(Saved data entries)
Issue #2394, opened 2026-03-23
Feat-Request: "Open Any Stacks" in Event viewer should work with multiple events


rauhs:
Feature request:

Currently I can select a single "Time MSec" column/row in the event viewer for an event with `HasStack=True` and presst "ALT+S" to open the stacktrace of that event ("Open Any Stacks" in the context menu).

But: I sometimes have thousands of events (e.g. filtered by "Text Filter" or whatever) and then I'd love to just display these events in the stack viewer all together.

Could we extend this functionality so the stack viewer can properly open up whatever is selected?

I might have another intern/student that could work on that. Copilot is welcome too :)

brianrob:
@rauhs seems very reasonable to look into this.  Thinking about the new ways that we're working, I think copilot can do a lot of the heavy lifting here.  I think the key would be to have a clear design before we let copilot do its thing.

I'm not sure how you/your company are working, but I'd be happy to delegate this kind of work to an intern as I feel this helps to train developers of the future.  If you have an intern that can put together a plan, I'm happy to review it, and then either they, or I can have copilot actually do the implementation and they can do the testing.

How does that sound?

rauhs:
@brianrob Sound fantastic!

I have a student who could work on that for 2 weeks at the End of April. I guess we'll review existing PR's by Copilot on how to approach "creating a plan for copilot".

> I'd be happy to delegate this kind of work to an intern

If you mean to and intern within Microsoft this would of course also be great.

=> If this ticket is still undone by end of April I will assign the student to it.

brianrob:
@rauhs, sounds great.  I did mean I'm happy to have you assign this to a student.  If you want to have them write code, I'm happy to have them do that too.  I can see this happening in a number of ways, including:

1. The student designs the feature and implements it themselves (we should still discuss design ahead of time).
2. The student designs the feature and uses AI on their own to implement it.
3. The student designs the feature, I trigger copilot to implement it, and they test it.

Or anything in-between.  Just let me know how you'd like to proceed.

rauhs:
Thanks Brian & Paul!

PR #2418, opened 2026-04-29
Add support for showing stacks from selected events

paulusakademius:
This pull request introduces the ability to show stacks for selected events with the 'Open Any Stacks' function, regardless of the column of the event selected. Previously, stacks were only accessible for either a single time or a time range and defaulted to the everything when some other selection happened. With this update:
- Stacks are now filtered by event ID in addition to time.
- Selecting any number of events and viewing their stacks is possible.
- Behavior for selecting time ranges remains unchanged.

Issue #2394

### DIFF
--- a/src/PerfView.Tests/EventViewer/EventWindowTests.cs
+++ b/src/PerfView.Tests/EventViewer/EventWindowTests.cs
@@ -1,0 +1,311 @@
+using EventSources;
+using Microsoft.Diagnostics.Tracing;
+using Microsoft.Diagnostics.Tracing.Stacks;
+using Microsoft.VisualStudio.Threading;
+using PerfView;
+using PerfView.TestUtilities;
+using PerfViewTests.Utilities;
+using System;
+using System.Collections.Generic;
+using System.IO;
+using System.Linq;
+using System.Reflection;
+using System.Runtime.Serialization;
+using System.Threading;
+using System.Threading.Tasks;
+using System.Windows;
+using System.Windows.Controls;
+using Xunit;
+using Xunit.Abstractions;
+
+namespace PerfViewTests.EventViewer
+{
+    public class EventWindowTests : PerfViewTestBase
+    {
+        public EventWindowTests(ITestOutputHelper testOutputHelper)
+            : base(testOutputHelper)
+        {
+        }
+
+        [WpfFact]
+        [UseCulture("en-US")]
+        public Task TestOpenStacksForOneSelectedCellAsync()
+        {
+            return TestOpenStacksAsync(SelectedCellScenario.OneCell);
+        }
+
+        [WpfFact]
+        [UseCulture("en-US")]
+        public Task TestOpenStacksForTwoSelectedCellsAsync()
+        {
+            return TestOpenStacksAsync(SelectedCellScenario.TwoCells);
+        }
+
+        [WpfFact]
+        [UseCulture("en-US")]
+        public Task TestOpenStacksForThreeSelectedCellsAsync()
+        {
+            return TestOpenStacksAsync(SelectedCellScenario.ThreeCells);
+        }
+
+        [WpfFact]
+        [UseCulture("en-US")]
+        public Task TestOpenStacksForSelectedTimeRangeAsync()
+        {
+            return TestOpenStacksAsync(SelectedCellScenario.TimeRange);
+        }
+
+        private Task TestOpenStacksAsync(SelectedCellScenario scenario)
+        {
+            Func<Task<EventWindow>> setupAsync = async () =>
+            {
+                await JoinableTaskFactory.SwitchToMainThreadAsync();
+
+                var eventData = new PerfViewEventSource(new SelectedStacksFile());
+                var opened = new TaskCompletionSource<bool>();
+                eventData.Open(GuiApp.MainWindow, GuiApp.MainWindow.StatusBar, () => opened.SetResult(true));
+                await opened.Task.ConfigureAwait(true);
+
+                var eventWindow = eventData.Viewer;
+                eventWindow.EventTypes.SelectAll();
+                eventWindow.Update();
+                await eventWindow.StatusBar.WaitForWorkCompleteAsync().ConfigureAwait(true);
+                return eventWindow;
+            };
+
+            Func<EventWindow, Task> cleanupAsync = async eventWindow =>
+            {
+                await JoinableTaskFactory.SwitchToMainThreadAsync();
+
+                foreach (var stackWindow in StackWindow.StackWindows.ToArray())
+                {
+                    stackWindow.Close();
+                }
+
+                eventWindow.Close();
+            };
+
+            Func<EventWindow, Task> testDriverAsync = async eventWindow =>
+            {
+                await JoinableTaskFactory.SwitchToMainThreadAsync();
+
+                var selectedCells = eventWindow.Grid.SelectedCells;
+                if (scenario == SelectedCellScenario.TimeRange)
+                {
+                    var timeColumn = eventWindow.Grid.Columns.Single(column => Equals(column.Header, "Time MSec"));
+                    selectedCells.Add(new DataGridCellInfo(eventWindow.Grid.Items[1], timeColumn));
+                    selectedCells.Add(new DataGridCellInfo(eventWindow.Grid.Items[2], timeColumn));
+                }
+                else
+                {
+                    selectedCells.Add(new DataGridCellInfo(eventWindow.Grid.Items[1], eventWindow.Grid.Columns[0]));
+                    if (scenario == SelectedCellScenario.TwoCells)
+                    {
+                        selectedCells.Add(new DataGridCellInfo(eventWindow.Grid.Items[2], eventWindow.Grid.Columns[0]));
+                    }
+                    else if (scenario == SelectedCellScenario.ThreeCells)
+                    {
+                        // Select two cells from the first event to verify that rows are de-duplicated.
+                        selectedCells.Add(new DataGridCellInfo(eventWindow.Grid.Items[1], eventWindow.Grid.Columns[1]));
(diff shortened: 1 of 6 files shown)


paulusakademius:
I thought this might be the most intuitive solution because it gives you the stacks for the events you selected. I kept the functionality for selecting a time range as it is, but when I noticed it only filters by time and it is possible for other events to happen at the same time, I thought maybe you could filter there for the event id too, like I did in the feature I implemented. What do you think about this, I think it might be more intuitive for the selection in the EventViewer. I am looking forward to hear your opinion on the idea and the code I already wrote.

rauhs:
@brianrob Hi Brian, have you had any chance to look at this? If there are any issues let us know.
Cheers

brianrob:
Thank you for pinging me on this one.  I had not looked yet - I am looking now.  With my initial testing, it looks great.  I'm reviewing the code now and will get back to you on that.

src/PerfView/EventViewer/EventWindow.xaml.cs
```diff
@@ -459,42 +462,39 @@ private void OpenStacks(string stackSourceName)
...
+                if (selectedCells.Count == 2)
                 {
                     string start = GetCellStringValue(selectedCells[0]);
                     double parsedStart;
                     if (!double.TryParse(start, out parsedStart))
                     {
-                        if (selectedCells.Count != 1)
-                        {
                             StatusBar.LogError("Could not parse " + start + " as a number.");
+                            OpenSelectedStacks(stackSourceName, selectedCells);
```
brianrob, line 472: Previous behavior was that if no cells were selected, the views would still open and populate. Now, they populate with no data.  It would be good to preserve this behavior.

src/PerfView/EventViewer/EventWindow.xaml.cs
```diff
@@ -557,6 +557,125 @@ private void OpenStacks(string stackSourceName)
...
+                        StatusBar.LogError("No event records found in selection.");
+                    });
+                    return;
+                }
+
+                StackSource aggregateSource;
+
+                // For ETW sources, filter by exact EventIndex so concurrent events on other
+                // threads at the same timestamp are excluded.
+                var etwRecords = uniqueRecords.OfType<ETWEventSource.ETWEventRecord>().ToList();
```
brianrob, line 608: Another potential type that could be held in `uniqueRecords` is `CsvEventRecord`.  In that case, this will produce an empty list and `Min` and `Max` will throw.  Will need to handle that here.

src/PerfView/EventViewer/EventWindow.xaml.cs
```diff
@@ -459,42 +462,39 @@ private void OpenStacks(string stackSourceName)
...
-                        {
-                            string end = GetCellStringValue(selectedCells[1]);
-                            if (!double.TryParse(end, out endTimeRelativeMSec))
-                            {
-                                StatusBar.LogError("Could not parse " + end + " as a number.");
-                                return;
-                            }
-                        }
+                        this.StatusBar.LogError("Could not parse " + end + " as a number.");
+                        this.OpenSelectedStacks(stackSourceName, selectedCells);
```
brianrob, line 481: The previous behavior was that if nothing was selected then the views would populate with all data.  Now, the views will come up but with no data.  We should preserve the previous behavior.

src/PerfView/PerfViewData.cs
```diff
@@ -4571,7 +4571,24 @@ public virtual StackSource GetStackSource(TextWriter log, double startRelativeMS
             return ret;
         }
 
-        // TODO not clear I want this method 
+        public virtual StackSource GetStackSource(TextWriter log, double startRelativeMSec, double endRelativeMSec, Predicate<TraceEvent> predicate)
+        {
+            StackSource ret = DataFile.OpenStackSourceImpl(SourceName, log, startRelativeMSec, endRelativeMSec, predicate);
```
brianrob, line 4576: If a predicate is specified, I think we ought to be using it.  It might toss all of the events, but if it does, then we shouldn't fall back.  Is there a specific reason for the fallback behavior?

src/PerfView/EventViewer/EventWindow.xaml.cs
```diff
@@ -557,6 +557,125 @@ private void OpenStacks(string stackSourceName)
...
+                    dataSource = dataFile.GetStackSource(stackSourceName);
+                }
+
+                if (dataSource == null)
+                {
+                    throw new ApplicationException("Could not find stack source " + stackSourceName);
+                }
+
+                // Collect unique event records (a row may have multiple selected cells).
+                var uniqueRecords = selectedCells
```
brianrob, line 589: `selectedCells` is a reference to `Grid.SelectedCells`.  You'll need to copy this collection before the call to `StatusBar.StartWork` to ensure that the collection doesn't change underneath you, since the UI is still fluid.

src/PerfView/EventViewer/EventWindow.xaml.cs
```diff
@@ -557,6 +557,125 @@ private void OpenStacks(string stackSourceName)
...
+                    aggregateSource = dataSource.GetStackSource(
+                        StatusBar.LogWriter,
+                        startTimeRelativeMSec - .001,
+                        endTimeRelativeMSec + .001,
+                        data => selectedIndices.Contains(data.EventIndex));
+                }
+                else
+                {
+                        // Fall back to per-event time windows for non-ETW sources.
+                        var sources = new List<StackSource>();
```
brianrob: I think a reasonable fallback here is to find the min and max and just make a single call that filters the data.  I worry that this could be relatively large set of selected fields and we'll be doing lots of work unintentionally.

brianrob (commented):
Thank you very much for contributing this feature.  I tried it out and it's slick.

I've added some comments and questions.  It would also be great to have some additional test coverage for this UI feature to make sure that we keep it functional as changes are made in the future.  The PerfView tests have a good pattern for implementing UI tests and AI agents are pretty good at picking it up.

paulusakademius:
Thanks for the review, @brianrob! I have addressed all your comments in my latest commit. Please take another look when you have a moment.

src/TraceEvent/Stacks/Stacks.cs
```diff
@@ -737,6 +737,30 @@ public InternStackSource(StackSource source, StackSourceStacks sourceStacks)
             Interner.DoneInterning();
         }
 
+        /// <summary>
+        /// Merge multiple stack sources into a single unified source by re-interning all frames by name.
+        /// Frames with the same name across sources (e.g. the same process frame) are automatically merged.
+        /// </summary>
+        public static InternStackSource Merge(IEnumerable<StackSource> sources)
```
brianrob: You should be able to remove this now.

src/PerfView/SupportFiles/UsersGuide.htm
```diff
@@ -3641,10 +3641,27 @@ <h3>
             (lower right corner).&nbsp;&nbsp;
         </li>
         <li>
-            <strong>Viewing Stacks</strong> If an event has a stack trace associated with it
-            the 'HasStack' field will be true. By selecting the time of that event and hitting
-            Alt-S you can see the stack for that time (which will include that events). You
-            can also select two times, and that region will be shown in the AnyStack view.
+            <strong>Viewing Stacks</strong> - An event has a stack when its 'HasStack' value is
```
brianrob, line 3644: Great idea to update the help.  Thanks!

src/PerfView/PerfViewData.cs
```diff
@@ -4571,7 +4571,19 @@ public virtual StackSource GetStackSource(TextWriter log, double startRelativeMS
...
+
+            if (ret == null)
+            {
+                throw new ApplicationException("Not a file type that supports the StackView.");
```
brianrob: This overload is used for every selected-event stack command (CPU, Any, Start/Stop, TaskTree, and Thread), so a null result is not specifically saying that the file type lacks StackView support or that Any Stacks is unsupported. It means the requested stack source could not produce a predicate-filtered result. Could we make that explicit, for example: `The '{SourceName}' stack source does not support filtering by selected events.`?

src/PerfView.Tests/EventViewer/EventWindowTests.cs
```diff
@@ -0,0 +1,311 @@
...
+                foreach (var eventRecord in m_events.Where(e => e.TimeStampRelatveMSec >= StartTimeRelativeMSec && e.TimeStampRelatveMSec <= EndTimeRelativeMSec))
+                {
+                    if (!callback(eventRecord))
+                    {
+                        break;
+                    }
+                }
+            }
+
+            private static ETWEventSource CreateRecordSource()
```
brianrob: Could we replace these reflection-based test doubles with the existing `net.4.5.2.x86.etl.zip` fixture? It contains real sampled-profile stacks, so linking it into `PerfView.Tests`, opening it with `PerfViewFile.Get`, and selecting known sampled-profile rows would remove the private-field reflection and synthetic ETW classes while providing stronger end-to-end coverage.

brianrob (commented):
Thanks for making these changes.  A few more comments.

paulusakademius:
Hi @brianrob , I have adjusted the code according to your comments. I've encountered some problems with the Azure pipeline, where it seemed like something blocked it while running the tests. I got it to work now but maybe you could have a look at that too.

brianrob:
> Hi @brianrob , I have adjusted the code according to your comments. I've encountered some problems with the Azure pipeline, where it seemed like something blocked it while running the tests. I got it to work now but maybe you could have a look at that too.

Thanks @paulusakademius.  I think that the hang you saw is not related to this change.  I have a change that I'm working on to hopefully address these hangs.

brianrob (approved):
This looks great.  Thank you for all your hard work on this!

paulusakademius:
I am happy to hear that. Thank you for reviewing and merging this :)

Aim of the task: Reprint the data above from the opening line to the line holding "Currently I can", inclusive, and nothing else.

Exercise result:
Issue #2394, opened 2026-03-23
Feat-Request: "Open Any Stacks" in Event viewer should work with multiple events


rauhs:
Feature request:

Currently I can select a single "Time MSec" column/row in the event viewer for an event with `HasStack=True` and presst "ALT+S" to open the stacktrace of that event ("Open Any Stacks" in the context menu).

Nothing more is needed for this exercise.